I have 1 .... and my phone is not deactivated ..


----------



## Squirrelevant (Jul 27, 2008)

As far as social contacts go: 8

3 immediate family members
1 mental health worker that gets me out of the house once a week
1 SAer whom I met in real life once, but I'm not really in contact with them
3 former friends that I haven't contacted in 7 years and might as well delete


----------



## Meli24R (Dec 9, 2008)

3 family members and 1 friend


----------



## anonymid (Oct 16, 2005)

Not sure exactly, but way less than 20.


----------



## Perfectionist (Mar 19, 2004)

46.

Yes, I just wasted three minutes counting them.


----------



## Godless1 (Aug 1, 2008)

Perfectionist said:


> 46.
> 
> Yes, I just wasted three minutes counting them.


Showoff!

Also, what phone?


----------



## lissa530 (Oct 29, 2009)

About 20 but mostly family.


----------



## Perfectionist (Mar 19, 2004)

Godless1 said:


> Showoff!
> 
> Also, what phone?


I don't know. Whatever one was free when I renewed my contract. It looks like an iphone and it BUTT DIALS EVERYONE ARGH ARGH ARGH.

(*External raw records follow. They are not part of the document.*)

PR #3143, opened 2016-04-01
Fixes small grammar error in the cmake message output.

arianepaola:
This fixes a small grammar error in the cmake message output.


iglesias:
Thanks! Since the line with the second change is actually a comment, can we just get rid of it?

karlnapf:
Please leave it. It should be there but was a hotfix to make the build work. I am still trying to figure out how to do this properly (and being able to give this error message)

arianepaola:
Thanks @iglesias @karlnapf

PR #3144, opened 2016-04-03
added cholesky decomposition in linalg

curiousguy13:
added cholesky decomposition with eigen3 backend in linalg.

### DIFF
--- a/src/shogun/mathematics/linalg/internal/implementation/Cholesky.h
+++ b/src/shogun/mathematics/linalg/internal/implementation/Cholesky.h
@@ -1,0 +1,118 @@
+/*
+ * Copyright (c) The Shogun Machine Learning Toolbox
+ * Written (w) 2016 Kunal Arora
+ * All rights reserved.
+ *
+ * Redistribution and use in source and binary forms, with or without
+ * modification, are permitted provided that the following conditions are met:
+ *
+ * 1. Redistributions of source code must retain the above copyright notice, this
+ *    list of conditions and the following disclaimer.
+ * 2. Redistributions in binary form must reproduce the above copyright notice,
+ *    this list of conditions and the following disclaimer in the documentation
+ *    and/or other materials provided with the distribution.
+ *
+ * THIS SOFTWARE IS PROVIDED BY THE COPYRIGHT HOLDERS AND CONTRIBUTORS "AS IS" AND
+ * ANY EXPRESS OR IMPLIED WARRANTIES, INCLUDING, BUT NOT LIMITED TO, THE IMPLIED
+ * WARRANTIES OF MERCHANTABILITY AND FITNESS FOR A PARTICULAR PURPOSE ARE
+ * DISCLAIMED. IN NO EVENT SHALL THE COPYRIGHT OWNER OR CONTRIBUTORS BE LIABLE FOR
+ * ANY DIRECT, INDIRECT, INCIDENTAL, SPECIAL, EXEMPLARY, OR CONSEQUENTIAL DAMAGES
+ * (INCLUDING, BUT NOT LIMITED TO, PROCUREMENT OF SUBSTITUTE GOODS OR SERVICES;
+ * LOSS OF USE, DATA, OR PROFITS; OR BUSINESS INTERRUPTION) HOWEVER CAUSED AND
+ * ON ANY THEORY OF LIABILITY, WHETHER IN CONTRACT, STRICT LIABILITY, OR TORT
+ * (INCLUDING NEGLIGENCE OR OTHERWISE) ARISING IN ANY WAY OUT OF THE USE OF THIS
+ * SOFTWARE, EVEN IF ADVISED OF THE POSSIBILITY OF SUCH DAMAGE.
+ *
+ * The views and conclusions contained in the software and documentation are those
+ * of the authors and should not be interpreted as representing official policies,
+ * either expressed or implied, of the Shogun Development Team.
+ */
+
+#ifndef CHOLESKY_IMPL_H_
+#define CHOLESKY_IMPL_H_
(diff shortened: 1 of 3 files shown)


src/shogun/mathematics/linalg/internal/implementation/Cholesky.h
```diff
@@ -0,0 +1,118 @@
...
+ * @brief Generic class which is specialized for different backends to compute the cholesky decomposition of a dense matrix
+ */
+template <enum Backend, class Matrix>
+struct cholesky
+{
+
+	/**Scalar type */
+	typedef typename Matrix::Scalar T;
+
+	/**Compute the cholesky decomposition A=L L* or A=U* U of a Hermitian positive definite matrix
```
karlnapf: Should mention this is lower Cholesky. And what about using latex for the doxygen?

src/shogun/mathematics/linalg/internal/implementation/Cholesky.h
```diff
@@ -0,0 +1,118 @@
...
+	 * @param A - the matrix whose cholesky decomposition is to be computed
+	 * @param lower - whether to compute the uper or lower triangular Cholesky factorization (default:upper)
```
karlnapf: I would vote for default: lower

src/shogun/mathematics/linalg/internal/implementation/Cholesky.h
```diff
@@ -0,0 +1,118 @@
...
+
+		//compute matrix L or U
+		if(lower==false)
+			map_cho= llt.matrixU();
+		else
+			map_cho= llt.matrixL();
+
+		// checking for success
+		if (llt.info()==Eigen::NumericalIssue)
+			SG_SWARNING("Matrix is not Hermitian positive definite!\n");
```
karlnapf: This should be an error I think

tests/unit/mathematics/linalg/Cholesky_unittest.cc
```diff
@@ -0,0 +1,82 @@
...
+
+using namespace shogun;
+using namespace Eigen;
+
+TEST(LLTLinearSolver, compute_cholesky_lower)
+{
+	const index_t size=2;
+	SGMatrix<float64_t> m(size, size);
+
+	// LLT doesn't work on non-symmetric matrices
```
karlnapf: I don't get the comment.

karlnapf:
Exactly what we were looking for! Thanks.
Please check my comments and squash all commits to one.
If somebody else agrees, fine to merge from my side then

tests/unit/mathematics/linalg/Cholesky_unittest.cc
curiousguy13: The matrix m used in the test case is a symmetric matrix because LLT does not work on non-symmetric matrices.
Should I change/remove the comment?

karlnapf: yeah maybe just remove it. 
It is by definition that Cholesky only works on sym psd matrices

src/shogun/mathematics/linalg/internal/implementation/Cholesky.h
```diff
@@ -0,0 +1,118 @@
...
+	/** Eigen3 matrix type */
+	typedef Eigen::Matrix<T,Eigen::Dynamic,Eigen::Dynamic> MatrixXt;
+
+	/**Compute the cholesky decomposition A=L L* or A=U* U of a Hermitian positive definite matrix
+	 * @param A - the matrix whose cholesky decomposition is to be computed
+	 * @param lower - whether to compute the uper or lower triangular Cholesky factorization (default:upper)
+	 */
+	static SGMatrix<T> compute(SGMatrix<T> A, bool lower)
+	{
+
```
iglesias: Minor remark: this newline is not needed here.

iglesias:
+1 to Heiko's comments and it looks good to me too.

curiousguy13:
@karlnapf thanks for the review. I made the changes you asked and squashed the commits.

karlnapf:
Thanks and merging. Next step would be a triangular solve to solve linear systems with a precomputed Cholesky. 

@yorkerlin

karlnapf:
http://buildbot.shogun-toolbox.org/builders/trusty%20-%20libshogun%20-%20viennacl/builds/609/steps/compile/logs/stdio

Can you please fix that? This build is an old ubuntu ...

curiousguy13:
@karlnapf hmm, that's weird. I'll look into it.

yorkerlin:
@curiousguy13  @karlnapf 
The LLT solver use eigen3.
However, the `trusty` build uses `viennacl` instead of eigen3.

curiousguy13:
@yorkerlin yes, but many other linalg implementations like rangeFill and mean have only their eigen3 backend implemented and i don't think this trusty-viennacl fails on those.

yorkerlin:
@curiousguy13 
In that case, feel free to use the `viennacl` backend and test them locally.
Hope it helps

yorkerlin:
@curiousguy13 
A more thing:
```
yes, but many other linalg implementations like rangeFill and mean have only their eigen3 backend implemented and i don't think this trusty-viennacl fails on those.
```
First of all, make sure that you unit tests are guarded.
Secondly, make sure that there are unit tests using `rangeFill` and `mean`. 
Finally, make sure that locally you can reproduce the same error.
Hope it helps :) 

I had some similar experience when I implemented `GaussianARDKernel` using `linalg`.
All builds are fine expect the `trusty` build using `clang`.

karlnapf:
@lambday this is another reason to refactor the linalg stuff soon :)

Issue #3046, opened 2016-03-06
Integrate python graphical examples in the test build


karlnapf:
Every now and then, we have to re-factor our graphical examples, e.g. #3045

Currently we have no way of checking whether they work.
While we don't want to (Python) unit test these scripts, it would be great if we could at least *execute* the examples once in our test build. Just like the other python examples

This task is to add the python graphical examples to the test build. This works via creating a CMakeLists.txt file in the appropriate directory, and adding this directory in cmake.

In order to run the graphical examples, the graphical output needs to be re-directed. Otherwise travis and the buildbot will fail. A hack to do this is to append something as
```Python
import matplotlib; matplotlib.use('Agg')
``` 
to the python example before running it. Google for what it does [Here](https://github.com/karlnapf/kernel_exp_family/blob/master/kernel_exp_family/examples/run_all.sh) is a hacky way to do this.
@vigsterkr or @lisitsyn  might have a better way in their sleves.

theaverageguy:
I am on it.!

theaverageguy:
Just checking @karlnapf :
1. shogun/examples/undocumented/python_modular/graphical/ This would contain the CMakeLists.txt . 

2. Add this directory in cmake .
3. Appending `import matplotlib; matplotlib.use('Agg')` to every test python file.

karlnapf:
something like this. We just want to make sure that all the graphical scripts at least run.
Some care will have to be taken when they go into infinite loops
I suggest googling how to test software with graphical interfaces ... The 'agg' is just a hacky way to do it

theaverageguy:
I am sending a PR. Please take a look when free @karlnapf . :) 
Can I break it into smaller PRs maybe?

karlnapf:
Please do. Send a PR for a single example first as a prototype. Then we can apply this iteratively to all examples

PR #3146, opened 2016-04-05
start building python graphical tests

sanuj:
For #3046.
I'm in the process of learning CMake. Please review.

### DIFF
--- a/examples/undocumented/python_modular/graphical/CMakeLists.txt
+++ b/examples/undocumented/python_modular/graphical/CMakeLists.txt
@@ -1,17 +1,14 @@
 INCLUDE(PythonEnvironment)
 GET_PYTHON_ENV()
 
-FILE(GLOB PYTHON_EXAMPLES *.py)
+# FILE(GLOB PYTHON_EXAMPLES *.py)
+SET(PYTHON_EXAMPLES classifier_gaussian_process_binary_classification.py)
 FOREACH(EXAMPLE ${PYTHON_EXAMPLES})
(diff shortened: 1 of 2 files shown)


examples/undocumented/python_modular/graphical/CMakeLists.txt
```diff
@@ -0,0 +1,14 @@
+INCLUDE(PythonEnvironment)
+GET_PYTHON_ENV()
+
+# FILE(GLOB PYTHON_EXAMPLES *.py)
```
sanuj: We can uncomment this to build all the graphical examples but work needs to be done on the graphical examples to make them build without error. Currently only `classifier_gaussian_process_binary_classification.py` is tested.

sanuj:
[Dunno why it's failing.](https://travis-ci.org/shogun-toolbox/shogun/jobs/120876406#L3143) Passes on my local.

karlnapf:
As said, check the travis log, search for "error" and you will see that matplotlib is not there

examples/undocumented/python_modular/graphical/classifier_gaussian_process_binary_classification.py
```diff
@@ -7,25 +7,27 @@
 # Written (W) 2013 Roman Votyakov
 #
 
-from pylab import *
-from numpy import *
-from itertools import *
+import matplotlib
+matplotlib.use('Agg')   # Comment this to see the plot
```
karlnapf: this should not be in the code file. It should only be put there when the script is called from the cmake test

karlnapf:
I close this for now....Feel free to re-open if you wanna continue, but it is not really there yet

Most contacts are people from high school that I don't talk to anymore.


----------



## Godless1 (Aug 1, 2008)

Perfectionist said:


> I don't know. Whatever one was free when I renewed my contract. It looks like an iphone and it BUTT DIALS EVERYONE ARGH ARGH ARGH.
> 
> Most contacts are people from high school that I don't talk to anymore.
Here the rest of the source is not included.